Tuesday, February 8, 2011

Parties Matter

I don't really have much to add to Jamelle Bouie's excellent posts about "moderate" Republican presidential candidates and the incentives involved in seeking the GOP nomination. As he says:
[W]hen looking at the dynamics of a presidential primary, candidate history can only go so far. More important are the party constituencies and interests that shape the dynamics and incentives of a nominating contest. As governor of Minnesota, Pawlenty built a moderate image and governed from the center-right, but as a Republican candidate for president, Pawlenty will adjust to the issue priorities of the conservative coalition. And if he wins the nomination and the presidency, those priorities -- as well as his own issue emphases --- will be the best guide to his actions.
That's exactly correct.

The current fight for the GOP nomination has very little in common with, say, the fights in the 1940s and 1950s between the Eastern Establishment of the party and the conservatives. That fight basically ended for good in 1980. There are different groups and interests within the party, and sometimes there are fault lines that force politicians to choose between them, but whoever gets nominated is going to be basically responding to the same groups. The remaining questions are more about strategy and tactics than they are about either basic philosophy or which interests will be represented by a Republican White House. 

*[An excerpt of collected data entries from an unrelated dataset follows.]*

Issue #643, opened 2026-08-07
Non-mail post-processing is DEAD on real DNS data: hasNoMx matches a finding title nothing emits


MadaBurns:
Found while fixing the MTA-STS false-text bug. **This is the root cause of that bug, and it is much broader than the symptom.**

## The defect

Two sites gate non-mail handling on a finding title that **no production code path emits**:

```
src/tools/scan/post-processing.ts:80
  const hasNoMx = mxResult.findings.some((f) => f.title === 'No MX records found')

src/tools/scan/maturity-staging.ts:306
  const hasNoMx = measured(mxCheck) && mxCheck.findings.some((f) => f.title === 'No MX records found')
```

`check-mx` never emits that title. Its actual non-mail titles are:

- `Null MX record (RFC 7505)`
- `Correctly-configured non-mail domain`
- `Non-mail domain SPF not hard-fail`
- `No MX and no SPF — domain spoofable`
- `MX records not assessed`
- `Dangling MX record`

Verified by grep: the string `'No MX records found'` occurs **only at the two comparison sites above** — never as an emitted value.

**So `hasNoMx` is always `false` against real DNS.**

## What that silently disabled

1. **`adjustForNonMailDomain()` never runs.** CLAUDE.md documents this behaviour as live:
   > *"Non-mail (no MX): parent DMARC `sp=`/`p=` → downgrade email-auth findings to `info`"*

   It is gated entirely on `hasNoMx`. Non-mail domains have therefore been carrying **un-downgraded critical/high email-auth findings** that the scoring model intends to be `info` — i.e. systematically over-penalised.

2. **`adjustBimiForNonMailDomain()` never runs** — it was only called inside the dead branch. (Symptom now fixed by calling it on the correct condition.)

3. **`clarifyMtaStsForMailDomain()` ran on every domain**, including null-MX ones, overwriting `check-mta-sts`'s already-correct non-mail copy with "Since this domain has MX records and accepts email…". This was the customer-visible falsehood that led here.

4. **Maturity staging** applies the same dead predicate at `maturity-staging.ts:306`, so non-mail maturity is computed on the mail-domain path.

## Status

The **symptoms** (3) and (2) are fixed by keying on a real signal — a new `mxDeclaresNoInboundMail()` predicate reading `controlPresent` (which `check-mx` sets `false` on both the no-MX and null-MX terminal paths, `true` only for real mail routing, `undefined` when inconclusive), with the phantom title retained only as a legacy fallback.

[...]

PR #959, opened 2026-09-09
fix(mx): name a loopback MX instead of mislabelling it (#944)

### LINKED ISSUE #944: Decide: is a '10 localhost' MX a no-mail signal? isNullMxRecord matches only RFC 7505 '0 .'; check_mx and map_supply_chain treat localhost as a live exchange
## Summary

Decide-and-document. #932's suggested-fix list mentioned `localhost` alongside `0 .` as a "no inbound mail" MX idiom. The shared classifier `isNullMxRecord` (made the single implementation in #933) matches only the RFC 7505 form — `exchange === '' || exchange === '.'`. An MX of `10 localhost` (or `localhost.`) is therefore treated as a live exchange everywhere:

The one place I could imagine a real difference between candidates would be on foreign policy; there are serious rifts between (warning: shorthand, overly simplistic names) realists and idealists, with substantial policy implications at stake. However, I very much doubt that we'll see that seriously debated in the GOP primaries. It's much more likely that instead we'll see candidates competing for who can mouth the toughest-sounding cliches, while muddling through on actual policy. 

Beyond that, you can expect lots of attempts by candidates who basically occupy the same space to differentiate themselves without moving at all out of that space. So: not about, say, who is for cutting spending, but lots of symbolic stuff to show that a candidate is most for cutting spending.


  1. serious rift of foreign policy?

    Hmm. Straw man. Glenn Beck is crazy, but I don't see many people really following him on this.

  2. No, I'm not thinking of Beck. I'm thinking about basically the George H.W. Bush realists vs. the George W. Bush idealists (again, those words don't quite do the job, but I'm not sure "neocon" is any better, and I'm trying to stick to shorthand here. A synthesis is possible, and muddling through is possible, but there really are significant differences.

  3. the shorthand is tripping you up.

    Foreign policy ultimately isn't about parties -- it is about disposition. Some people are weak (George W) and tend to last out; others are indecisive (Carter and Obama); yet others are process (Geroge HW and H. Clinton).

    What is interesting about Obama is he is a bit more direct in allowing party actors into the foreign policy apparatus (see Donnilon).

    But coming up with false labels and then trying to ascribe subscriptions to them is a fools game.

  4. Agree totally with you and Jamelle, Jonathan. But I would add that what you describe in the GOP '12 primaries is what we had on our side in '08. There was very little ideological or issue separation between the candidates, and personal identities and resumes ruled. It was a nomination decided by the 1st black Prez vs. the 1st woman; someone with stunning charisma vs. a field that lacked it; and someone who opposed the Irsq War at the start vs. someone who voted for it. On issues going forward (as opposed to looking back, like on Iraq), disagreement on teh individual mandate was the only thing that got major political media attention, and even then it didn't get much attention from primary voters.

  5. Jayant, I mostly agree with you---with a couple of quibble:

    *Charisma is, in my view, an overused word. Obama's closest competitors (Clinton and Edwards, especially Edwards) were/could be charismatic, inspiring speakers too.

    Obama was able to nab the anti-Iraq War faction of the party. (Just as there's always room for a social conservative in Republican primaries, there's always room for a "peace" candidate in Democratic primaries.)

    Next, Obama was able to organize---people and even more importantly money. It was clear from the 3Q 2007 fundraising reports that Obama would be able to fund a Super Tuesday campaign if he won in Iowa or New Hampshire (traditionally the shoals on which Democratic insurgent campaigns crash, e.g., Howard Dean).

    Finally, Obama's campaign had a strategy they were able to implement for February 2008 by which they won delegate-rich caucus states disproportionately. In retrospect, the key strategic error by the Clinton campaign was not recognizing the full implications of the 3Q 2007 fundraising reports, and developing a "Plan B" for a drawn-out primary battle.